Sherwood Anderson wrote his strange and insightful novel, Marching Men, between the years 1906 and 1913. He saw the yearning of modern men for 'order' and the feeling of exultation the powerless individual feels when melded into the powerful mass. He foresaw the fatal years to come when the entire European and Anglo Saxon worlds, not to speak of much of the Far East, were peopled by men in uniform, when Man's greatest ambition appeared to be nothing more than to become part of a vast killing machine under the orders of a homoerotic leader who demanded his submission and worship.
Marching Men was published in 1917, the same year that the great Progressive, Woodrow Wilson, brought the United States into the Great War, turning the Great Democracy into a police state that silenced and imprisoned opponents of America's involvement in a European war.

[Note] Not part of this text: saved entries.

PR #12180, opened 2017-06-08
Pull Performance Run Dependencies from Release/2.0.0

brianrob:
Prior to this change, performance run dependencies (tests and corefx bits) were pulled from master.  This resulted in testing an improper configuration (release/2.0.0 CoreCLR with master perf tests and CoreFX bits).

This change pulls these dependencies from release/2.0.0.

### DIFF
--- a/tests/scripts/perf-prep.sh
+++ b/tests/scripts/perf-prep.sh
@@ -73,7 +73,7 @@ if [ $throughput -eq 1 ]; then
     cd _/fx
 
     # Checkout the specific commit we want
-    git checkout f0b9e238c08f62a1db90ef0378980ac771204d35
+    git checkout cbb9ee1c0f33803a8a71488efe910ca4da70dd6d
 
     # Build
     ./build.sh -release
--- a/tests/scripts/perf-prep.sh
+++ b/tests/scripts/perf-prep.sh
@@ -80,11 +80,11 @@ if [ $throughput -eq 1 ]; then
 else
     # Set up the copies
     # Coreclr build containing the tests and mscorlib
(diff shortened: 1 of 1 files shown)


jorive:
We should also change this line `git checkout f0b9e238c08f62a1db90ef0378980ac771204d35` on the TP runs.

brianrob:
Done.  This moves the throughput runs up to the latest CoreFX commit.

jorive:
Is it possible to get it from somewhere within the repo, without hardcoding it? Maybe someone in the infrastructure team will know.

brianrob:
It does not appear to be available within the repo.  I was planning to separate these two issues because I wanted to avoid hardcoding the commit hash.

Dependencies.props contains a commit hash in the versions repo that contains a set of packages to be consumed.  It does not contain any information about the commit hash.  In order to get the commit hash, we would likely need to download one of these packages and then fetch the commit hash out of it unless there is a better way.

@dagood, do you know if there is a way to get the commit hash of the last known good CoreFX commit that has been tested with CoreCLR?  So far, I've only found the list of packages in the versions repo.

dagood:
You're correct, commit hash isn't in dotnet/versions, and currently the best way to get it is to extract a package and look at version.txt. We definitely want to get commit hash into dotnet/versions, there just hasn't been time.

brianrob:
Thanks @dagood.  @jorive, I think we should hardcode the commit now to unblock TP runs, and then we should put a ref-count on getting the commit hash into dotnet/versions if we need it, or more likely just setup the layout for TP runs the same way that we do for other perf runs.  What do you think?

jorive:
@brianrob Makes sense :)

PR #12181, opened 2017-06-08
DateTime serialization fixed, added attention labels to serialized fields

ViktorHofer:
I went through all serializable types in coreclr again and double-checked all variables and typeforwards with netfx. I noticed that DateTime serialization was partially broken because in the ISerializable routine a different name was used. I fixed that and also added attention labels to not rename serialized fields. Also removed unnecessary ISerializable implementation in Comparer.

**CultureAwareComparer serialization is partially broken because implementation is different.**
Netfx: https://referencesource.microsoft.com/#mscorlib/system/stringcomparer.cs,137 
Core: https://github.com/dotnet/coreclr/blob/master/src/mscorlib/shared/System/StringComparer.cs#L178

Should we just ignore it or write a custom deserialization logic with ISerializable? The mapping would be easy from the Boolean value to the enum value (1 = IgnoreCase, 0 = None).

cc @stephentoub @danmosemsft @morganbr

### DIFF
--- a/src/mscorlib/shared/System/StringComparer.cs
+++ b/src/mscorlib/shared/System/StringComparer.cs
@@ -177,13 +177,13 @@ namespace System
         private readonly CompareInfo _compareInfo; // Do not rename (binary serialization)
         private readonly bool _ignoreCase; // Do not rename (binary serialization)
 
-        private CompareOptions Options => _ignoreCase ? CompareOptions.IgnoreCase : CompareOptions.None;
-
         internal CultureAwareComparer(CultureInfo culture, bool ignoreCase)
         {
             _compareInfo = culture.CompareInfo;
             _ignoreCase = ignoreCase;
         }
+
+        private CompareOptions Options => _ignoreCase ? CompareOptions.IgnoreCase : CompareOptions.None;
 
         public override int Compare(string x, string y)
         {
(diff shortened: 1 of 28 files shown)


morganbr:
Sadly, we can't add ISerializable to CultureAwareComparer because that breaks DataContractSerializer. You probably need to add the field from desktop to Core, mark the other fields as NonSerialized, and add an OnDeserializ(ing/ed) callback to handle the new field.

ViktorHofer:
@morganbr I see... I think I found a workaround, PTAL

morganbr:
@ViktorHofer LGTM

src/mscorlib/shared/System/StringComparer.cs
```diff
@@ -175,27 +175,29 @@ public int GetHashCode(object obj)
     internal sealed class CultureAwareComparer : StringComparer
     {
         private readonly CompareInfo _compareInfo; // Do not rename (binary serialization)
-        private readonly CompareOptions _options; // Do not rename (binary serialization)
+        private readonly bool _ignoreCase; // Do not rename (binary serialization)
+
+        private CompareOptions Options => _ignoreCase ? CompareOptions.IgnoreCase : CompareOptions.None;
```
justinvp: Nit: It'd be nice if the property was defined after the constructor.

ViktorHofer: Thanks

PR #12185, opened 2017-06-09
[RyuJIT/ARM32] Select proper temp register when resolving edges

### LINKED ISSUE #11851: [RyuJIT/arm32] Assertion failed 'isDoubleReg(reg1)'
At emitarm.cpp Line: 2083

Example:
```
Assert failure(PID 4252 [0x0000109c], Thread: 11220 [0x2bd4]): Assertion failed 'isDoubleReg(reg1)' in 'FractalPerf.Julia:Render():double:this' (IL size 160)

    File: c:\gh\coreclr\src\jit\emitarm.cpp Line: 2083
    Image: c:\brucefo\tests\Windows_NT.arm.Checked\Tests\Core_Root\CoreRun.exe
```

Tests with this assert:
```
JIT\Performance\CodeQuality\FractalPerf\FractalPerf\FractalPerf.cmd
```

hqueue:
Fix #11851 

For ARM32, we need double temporary register in addition to integer
and float temporary register when resolving edges between basic blocks.

### DIFF
--- a/src/jit/lsra.cpp
+++ b/src/jit/lsra.cpp
@@ -9885,7 +9885,7 @@ void LinearScan::resolveEdge(BasicBlock*      fromBlock,
 #endif // !_TARGET_XARCH_
     regNumber tempRegFlt = REG_NA;
 #ifdef _TARGET_ARM_
-    // ARM32 requires double temp register in addition to interger and float temp registers.
+    // ARM32 requires double temp register in addition to integer and float temp registers.
     regNumber tempRegDbl = REG_NA;
 #endif
     if ((compiler->compFloatingPointUsed) && (resolveType != ResolveSharedCritical))
@@ -9893,7 +9893,7 @@ void LinearScan::resolveEdge(BasicBlock*      fromBlock,
         tempRegFlt = getTempRegForResolution(fromBlock, toBlock, TYP_FLOAT);
 
 #ifdef _TARGET_ARM_
-        // ARM32 requires double temp register in addition to interger and float temp registers.
+        // ARM32 requires double temp register in addition to integer and float temp registers.
         tempRegDbl = getTempRegForResolution(fromBlock, toBlock, TYP_DOUBLE);
 #endif
     }
--- a/src/jit/lsra.cpp
+++ b/src/jit/lsra.cpp
@@ -9884,17 +9884,19 @@ void LinearScan::resolveEdge(BasicBlock*      fromBlock,
         (resolveType == ResolveSharedCritical) ? REG_NA : getTempRegForResolution(fromBlock, toBlock, TYP_INT);
 #endif // !_TARGET_XARCH_
     regNumber tempRegFlt = REG_NA;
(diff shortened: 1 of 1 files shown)


BruceForstall:
@dotnet/arm32-contrib

src/jit/lsra.cpp
```diff
@@ -9884,9 +9884,18 @@ void LinearScan::resolveEdge(BasicBlock*      fromBlock,
         (resolveType == ResolveSharedCritical) ? REG_NA : getTempRegForResolution(fromBlock, toBlock, TYP_INT);
 #endif // !_TARGET_XARCH_
     regNumber tempRegFlt = REG_NA;
+#ifdef _TARGET_ARM_
+    // ARM32 requires double temp register in addition to interger and float temp registers.
```
CarolEidt: Typo "Interger" => "integer"

src/jit/lsra.cpp
```diff
@@ -9884,9 +9884,18 @@ void LinearScan::resolveEdge(BasicBlock*      fromBlock,
...
+    regNumber tempRegDbl = REG_NA;
+#endif
     if ((compiler->compFloatingPointUsed) && (resolveType != ResolveSharedCritical))
     {
         tempRegFlt = getTempRegForResolution(fromBlock, toBlock, TYP_FLOAT);
+
+#ifdef _TARGET_ARM_
+        // ARM32 requires double temp register in addition to interger and float temp registers.
+        tempRegDbl = getTempRegForResolution(fromBlock, toBlock, TYP_DOUBLE);
```
CarolEidt: The resolution uses only one register at a time, so it would be better to reserve *only* a `TYP_DOUBLE` register on arm, and then its lower half can be used when resolving a `TYP_FLOAT`.

hqueue: > The resolution uses only one register at a time, so it would be better to reserve only a TYP_DOUBLE register on arm, and then its lower half can be used when resolving a TYP_FLOAT.

When considering code structure, I also think the suggested approach is better.
However I'm afraid it may affect code quality sometimes when we need `TYP_FLOAT` temp but there  there is a free `TYP_FLOAT` register and no free `TYP_DOUBLE` register. I've looked into `getTempRegForResolution()` and it does not guarantee reserving a temp register.
What do you think of it?

src/jit/lsra.cpp
hqueue: Thanks !

src/jit/lsra.cpp
CarolEidt: If you checked for a `TYP_DOUBLE` first, and it was found, then you could save its lower half as the `TYP_FLOAT` temp. If not, then you could check for a single register for `TYP_FLOAT`

hqueue:
@CarolEidt Please take a look. Thanks!

src/jit/lsra.cpp
hqueue: I see. I've updated the PR.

In this passage Anderson explains his admiration for those who wield the lash, and sympathy for those who yearn for death, those who love order and hate harmony.
'In France after the great revolution and the babbling of many voices talking of the brotherhood of man it wanted but a short and very determined man with an instinctive knowledge of drums, of cannons and of stirring words to send the same babblers screaming across open spaces, stumbling through ditches and pitching headlong into the arms of death. In the interest of one who believed not at all in the brotherhood of man they who had wept at the mention of the word brotherhood died fighting brothers.
In the heart of all men lies the love of order. How to achieve order out of our strange jumble of forms, out of democracies and monarchies, dreams and endeavours is the riddle of the Universe and the thing that in the artist is called the passion for form and for which he also will laugh in the face of death is in all men. By grasping that fact Caesar, Alexander, Napoleon and our own Grant have made heroes of the dullest clods that walk and not a man of all the thousands who marched with Sherman to the sea but lived the rest of his life with a something sweeter, braver and finer sleeping in his soul than will ever be produced by the reformer scolding of brotherhood from a soap-box. The long march, the burning of the throat and the stinging of the dust in the nostrils, the touch of shoulder against shoulder, the quick bond of a common, unquestioned, instinctive passion that bursts in the orgasm of battle, the forgetting of words and the doing of the thing, be it winning battles or destroying ugliness, the passionate massing of men for accomplishment -- these are the signs, if they ever awake in our land, by which you may know you have come to the days of the making of men.'
This book is very puzzling. The central figure is fiercely driven by "the passionate massing of men for accomplishment," and he does indeed organize daily marches of laborers through Chicago's streets. But the marchers make no demands; thus there can be no accomplishment. From this and "Windy McPhersons' Son" I have concluded that Anderson locked in ambivalence: he is outraged over the exploitation of workers by the rich, but also dislikes and distrusts the socialist movements that takes Labor's side. Too bad he let this otherwise powerful narrative fade away in empty words.